(Collected data)
--*--

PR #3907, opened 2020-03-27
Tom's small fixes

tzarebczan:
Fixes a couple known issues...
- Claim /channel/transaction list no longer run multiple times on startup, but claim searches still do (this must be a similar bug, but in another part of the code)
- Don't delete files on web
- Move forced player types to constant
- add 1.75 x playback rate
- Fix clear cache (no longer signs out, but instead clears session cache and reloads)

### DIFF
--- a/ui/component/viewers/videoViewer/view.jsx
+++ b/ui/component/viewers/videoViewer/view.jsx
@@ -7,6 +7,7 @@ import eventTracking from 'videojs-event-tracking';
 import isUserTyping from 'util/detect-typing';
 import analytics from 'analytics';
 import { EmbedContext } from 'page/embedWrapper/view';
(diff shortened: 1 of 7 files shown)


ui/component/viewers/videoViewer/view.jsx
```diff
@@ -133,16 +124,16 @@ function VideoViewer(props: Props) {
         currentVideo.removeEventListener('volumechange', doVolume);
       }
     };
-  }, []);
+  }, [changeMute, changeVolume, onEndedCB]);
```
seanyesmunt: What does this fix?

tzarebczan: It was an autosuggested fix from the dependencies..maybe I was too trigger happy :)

--*--

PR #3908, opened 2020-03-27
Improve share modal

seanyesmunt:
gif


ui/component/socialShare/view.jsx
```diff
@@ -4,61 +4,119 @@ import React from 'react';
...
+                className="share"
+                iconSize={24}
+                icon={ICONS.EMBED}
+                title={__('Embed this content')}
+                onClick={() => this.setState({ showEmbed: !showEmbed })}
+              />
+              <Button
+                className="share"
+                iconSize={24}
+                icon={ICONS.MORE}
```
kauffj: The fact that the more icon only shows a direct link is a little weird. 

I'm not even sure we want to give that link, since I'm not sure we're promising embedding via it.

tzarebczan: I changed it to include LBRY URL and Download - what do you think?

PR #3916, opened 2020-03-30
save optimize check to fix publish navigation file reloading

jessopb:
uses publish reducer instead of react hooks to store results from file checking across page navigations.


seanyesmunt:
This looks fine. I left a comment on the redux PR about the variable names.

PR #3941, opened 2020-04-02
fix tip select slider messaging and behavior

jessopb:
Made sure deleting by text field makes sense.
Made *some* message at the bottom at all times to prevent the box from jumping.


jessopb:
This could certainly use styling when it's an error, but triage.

--*--

With the first line being the one containing "I'm not even" and the last line the one containing "This could certainly", transcribe exactly the lines above that fall in that range.

I'm not even sure we want to give that link, since I'm not sure we're promising embedding via it.

tzarebczan: I changed it to include LBRY URL and Download - what do you think?

PR #3916, opened 2020-03-30
save optimize check to fix publish navigation file reloading

jessopb:
uses publish reducer instead of react hooks to store results from file checking across page navigations.


seanyesmunt:
This looks fine. I left a comment on the redux PR about the variable names.

PR #3941, opened 2020-04-02
fix tip select slider messaging and behavior

jessopb:
Made sure deleting by text field makes sense.
Made *some* message at the bottom at all times to prevent the box from jumping.


jessopb:
This could certainly use styling when it's an error, but triage.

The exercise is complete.